WHAT THE EXERCISE ASKS :: Your job is to copy the lines from the material that include "since".

DATA EXCERPTS ::
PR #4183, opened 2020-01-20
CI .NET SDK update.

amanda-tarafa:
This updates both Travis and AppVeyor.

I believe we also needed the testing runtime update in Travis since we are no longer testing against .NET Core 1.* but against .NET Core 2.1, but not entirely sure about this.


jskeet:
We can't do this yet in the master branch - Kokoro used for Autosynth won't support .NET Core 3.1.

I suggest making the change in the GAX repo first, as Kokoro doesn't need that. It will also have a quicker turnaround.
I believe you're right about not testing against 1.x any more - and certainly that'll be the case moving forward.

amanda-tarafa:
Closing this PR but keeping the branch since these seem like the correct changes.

ANSWER BOX ::
I believe we also needed the testing runtime update in Travis since we are no longer testing against .NET Core 1.* but against .NET Core 2.1, but not entirely sure about this.
Closing this PR but keeping the branch since these seem like the correct changes.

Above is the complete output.